PROBLEM> Work through the data line by line, gathering every line that has the word "title".

DATA PROVIDED>
####

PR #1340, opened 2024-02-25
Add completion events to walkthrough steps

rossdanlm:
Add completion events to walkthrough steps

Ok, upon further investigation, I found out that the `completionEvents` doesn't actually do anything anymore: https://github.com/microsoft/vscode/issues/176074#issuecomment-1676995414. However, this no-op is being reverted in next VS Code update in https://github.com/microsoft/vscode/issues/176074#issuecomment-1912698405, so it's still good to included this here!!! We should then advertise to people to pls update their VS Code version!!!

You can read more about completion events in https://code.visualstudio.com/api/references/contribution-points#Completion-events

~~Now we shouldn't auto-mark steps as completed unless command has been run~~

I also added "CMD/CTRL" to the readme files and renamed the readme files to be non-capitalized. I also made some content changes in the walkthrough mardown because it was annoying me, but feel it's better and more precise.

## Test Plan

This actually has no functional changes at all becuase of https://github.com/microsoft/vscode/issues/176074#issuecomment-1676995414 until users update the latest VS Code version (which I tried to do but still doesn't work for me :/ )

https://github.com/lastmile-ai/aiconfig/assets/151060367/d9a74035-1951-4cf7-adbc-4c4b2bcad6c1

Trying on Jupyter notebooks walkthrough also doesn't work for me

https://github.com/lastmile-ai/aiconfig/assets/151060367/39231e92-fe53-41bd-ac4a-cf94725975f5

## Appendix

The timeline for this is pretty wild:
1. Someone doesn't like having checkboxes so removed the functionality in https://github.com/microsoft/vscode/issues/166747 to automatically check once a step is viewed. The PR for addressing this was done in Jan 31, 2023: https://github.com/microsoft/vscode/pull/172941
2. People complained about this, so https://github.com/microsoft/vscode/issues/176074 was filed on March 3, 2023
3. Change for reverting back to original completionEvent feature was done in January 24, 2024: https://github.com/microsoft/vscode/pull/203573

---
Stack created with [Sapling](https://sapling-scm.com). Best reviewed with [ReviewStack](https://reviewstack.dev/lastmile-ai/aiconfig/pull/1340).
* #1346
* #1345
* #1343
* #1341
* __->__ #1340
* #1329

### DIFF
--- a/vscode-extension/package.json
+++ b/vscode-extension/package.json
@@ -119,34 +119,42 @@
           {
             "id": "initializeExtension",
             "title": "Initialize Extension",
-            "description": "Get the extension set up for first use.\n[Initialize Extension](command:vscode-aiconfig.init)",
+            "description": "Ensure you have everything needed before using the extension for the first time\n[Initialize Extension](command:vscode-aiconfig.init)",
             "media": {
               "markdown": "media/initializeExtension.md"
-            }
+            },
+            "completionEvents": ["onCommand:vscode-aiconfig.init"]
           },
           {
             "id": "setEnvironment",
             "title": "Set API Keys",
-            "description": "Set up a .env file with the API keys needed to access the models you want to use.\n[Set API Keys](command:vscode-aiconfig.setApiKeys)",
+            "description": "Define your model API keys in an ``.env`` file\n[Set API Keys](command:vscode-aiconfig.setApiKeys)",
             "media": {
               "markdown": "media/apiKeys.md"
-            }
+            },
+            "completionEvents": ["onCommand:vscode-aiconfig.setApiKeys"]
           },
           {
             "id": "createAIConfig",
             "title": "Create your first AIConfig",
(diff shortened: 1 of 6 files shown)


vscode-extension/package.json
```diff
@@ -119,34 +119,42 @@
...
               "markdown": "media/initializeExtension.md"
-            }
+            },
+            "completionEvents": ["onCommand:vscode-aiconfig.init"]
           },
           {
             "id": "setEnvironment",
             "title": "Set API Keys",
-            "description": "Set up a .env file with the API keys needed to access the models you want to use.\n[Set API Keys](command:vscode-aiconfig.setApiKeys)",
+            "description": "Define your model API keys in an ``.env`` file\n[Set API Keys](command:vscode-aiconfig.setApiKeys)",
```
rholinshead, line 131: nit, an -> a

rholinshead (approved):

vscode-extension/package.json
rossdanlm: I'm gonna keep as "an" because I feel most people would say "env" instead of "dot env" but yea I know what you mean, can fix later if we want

####

RESULT OF THE EXERCISE>
             "title": "Initialize Extension",
             "title": "Set API Keys",
             "title": "Create your first AIConfig",
             "title": "Set API Keys",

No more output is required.